Clearly, the Act is designed to build on the groundwork already laid by the FCPA and the UKBA, and accordingly, any companies which already have in place stringent compliance programs aimed at these pieces of legislation will be well placed to deal with any additional enforcement obligations contained within Brazil’s CCA. Those companies unable or unwilling to enact appropriate compliance measures will face a number of sanctions, according to Ms Catlett. “The Act lists the following as penalties for noncompliance: forfeiture of property, rights or securities representing the advantage or profit directly or indirectly obtained from the infringement; partial suspension or interdiction of activities; compulsory dissolution of the corporation; a ban on receiving government incentives for a minimum period of one and a maximum of five years; publication of the act and penalty in a public registry; and harsh financial fines ranging from 1 percent to 20 percent of the company’s gross revenue.” 

Enforcement of the Act will be a serious issue for businesses operating in Brazil, and in many respects it will place Brazil at the forefront of global anti-corruption enforcement efforts. For Mr Drago, the Act is vital given the deep-seated corruption currently at work in Brazil. However, the reality of enforcement efforts will truly define Brazil’s role in the war on corruption. “Corruption in Brazil is widespread,” he says. “In our view, it is not the enactment of a new law that will change culture and reduce corruption practices, but rather its effective enforcement. Thus, much will depend on how the Public Administration and the Public Prosecutor’s Office will enable their personnel to enforce the new law, how the judiciary branch will interpret and apply the new legislation, and how much new legislation strengthens or weakens its provisions. At the end of the day, the business community will respect the new law, prepare internal polices and monitor employee practices to the extent the new law is effectively enforced.” 

There appears to be a belief within Brazil that the country’s desire to effectively enforce the Act will define Brazil’s position on combating bribery and corruption. “This new law not only changes the country’s regulatory framework, but brings the country closer to OECD Anti-Bribery Convention requirements,” notes Ms Catlett. “That said, a law alone will not be sufficient to counter corruption in Brazil.

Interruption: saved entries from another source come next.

PR #441, opened 2024-07-31
📏 Allow full-length TOC when sidebar is useable

agoose77:
Presently, the TOC is always trimmed to the page length, in full-width OR narrow displays:

- Wide:   
  image
- Narrow  
  image

This PR tweaks the computation to detect when the "wide" media query is true/false:

- Wide:  
  image
- Narrow:  
  image

I think there might be some overflow problems, but I don't *think* they're caused by this PR.

### DIFF
--- a/packages/providers/src/ui.tsx
+++ b/packages/providers/src/ui.tsx
@@ -30,7 +30,7 @@ export function useNavOpen(): [boolean, (open: boolean) => void] {
   return [state?.isNavOpen ?? false, setOpen];
 }
 
-export function isWide(): boolean {
+export function useIsWide(): boolean {
   const [state, _] = useContext(UiContext) ?? [];
   return state?.isWide ?? false;
 }
--- a/packages/providers/src/ui.tsx
+++ b/packages/providers/src/ui.tsx
@@ -3,11 +3,12 @@ import { useMediaQuery } from './hooks.js';
 
 type UiState = {
   isNavOpen?: boolean;
+  isWide?: boolean;
 };
 
 type UiContextType = [UiState, (state: UiState) => void];
 
-const UiContext = createContext<UiContextType | undefined>(undefined);
+export const UiContext = createContext<UiContextType | undefined>(undefined);
 
 // Create a provider for components to consume and subscribe to changes
 export function UiStateProvider({ children }: { children: React.ReactNode }) {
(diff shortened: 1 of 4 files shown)


agoose77:
This PR bumps each package as a `patch` change. Is that right? Technically we're now exporting two new things from `ui/providers`.

agoose77:
Note: I want to generalise the TOC sidebar into a primary sidebar, but that's more work.

themes/book/app/routes/$.tsx
```diff
@@ -102,10 +102,32 @@ export function ArticlePageAndNavigation({
...
+}) {
+  return (
+    <UiStateProvider>
+      <ArticlePageAndNavigationInternal
+        children={children}
+        hide_toc={hide_toc}
+        projectSlug={projectSlug}
+        inset={inset}
+      />
+    </UiStateProvider>
```
agoose77, line 128: Is there a nicer way to access the result of a `useContext` _inside_ the component tree?

rowanc1:
Where is the footer coming from in the UI?

agoose77:
> Where is the footer coming from in the UI?

Oh, haha, I appended it to the dom during testing. It only matters presently for the mystmd website.

packages/providers/src/ui.tsx
```diff
@@ -28,3 +29,8 @@ export function useNavOpen(): [boolean, (open: boolean) => void] {
   };
   return [state?.isNavOpen ?? false, setOpen];
 }
+
+export function isWide(): boolean {
```
rowanc1, line 33: can we rename this to `useIsWide()`

packages/providers/src/ui.tsx
```diff
@@ -28,3 +29,8 @@ export function useNavOpen(): [boolean, (open: boolean) => void] {
...
+  const [state, _] = useContext(UiContext) ?? [];
```
rowanc1, line 34:
```suggestion
  const [state] = useContext(UiContext) ?? [];
```

agoose77:
This is now done!

themes/book/app/routes/$.tsx
stevejpurves: do you mean that you want to access the UIStateProvider context within this same function, rather than creating a new wrapper component? you can do something like this but it's not nicer...

```
return (
    <UiStateProvider>
        {(() => {
            const uiState = useUiState();
            return (
                <ArticlePageAndNavigationInternal
                    children={children}
                    hide_toc={hide_toc}
                    projectSlug={projectSlug}
                    inset={inset}
                />);
            })
        }
    </UiStateProvider>
```

agoose77: Oh yep, that's one way!

agoose77:
@stevejpurves I rebased this on main, would you be able to confirm it still behaves as expected on mystmd.org?

stevejpurves:
rebased again, review in progress locally... having to update mystmd.org on some orthogonal changes that have happened whilst this PR has been alive...

stevejpurves:
all looks good, sorry for the lengthy review cycle!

It will be important for the country to enforce the law and create a precedent highlighting its importance and the country’s commitment to its application.” 

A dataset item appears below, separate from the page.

PR #443, opened 2024-08-01
:cat2: Add built-in styling for Sphinx-annotated ASTs

agoose77:
In #431 I explored adding pass-through rendering support for Sphinx AST nodes (generated from a separate extension for Sphinx). This PR instead looks for annotations on a canonical MyST AST to make the styling required to improve Sphinx rendering. Currently this is only focused on autodoc nodes.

The signing of Brazil’s Act into law is another indication to multinational companies that they can no longer assume that compliance and bribery issues in emerging markets can be resolved simply by dealing with the US and UK authorities. Emerging markets are arming their own prosecutors with tools to combat bribery and corruption in their own jurisdictions. 

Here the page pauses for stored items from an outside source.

Issue #402, opened 2024-06-13
Top header navigation falls out of top bar in thin views


agoose77:
- Wide: ![image](https://github.com/user-attachments/assets/53cd0917-c482-42a6-a629-e1722e2b0fc1)
- Narrow: ![image](https://github.com/user-attachments/assets/3d900d13-4182-4fcf-8b99-b4b0d14974b6)

It can be seen that the navbar entry "2i2c links" is missing.

rowanc1:
This is something that @stevejpurves is working on currently. :)

parmentelat:
I'd like to outline that the hamburger button in jb1 can be used to slide the toc away
and this does not seem to work under mystmd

Given the strength of feeling among the Brazilian people, it is unlikely that we will see a reduction in efforts to prosecute bribery and corruption in the near future. As Brazil enters a crucial period in its history, questions remain regarding the degree to which the country will continue to emphasise its anti-corruption agenda. 2014 is a momentous year for Brazil – not only is the World Cup imminent, but it is also an election year. As the World Cup draws near, all public expenses related to the tournament will be disclosed, and when viewed in the context of 2013’s public protests, that could be a decisive moment for the future of Brazil’s economic development.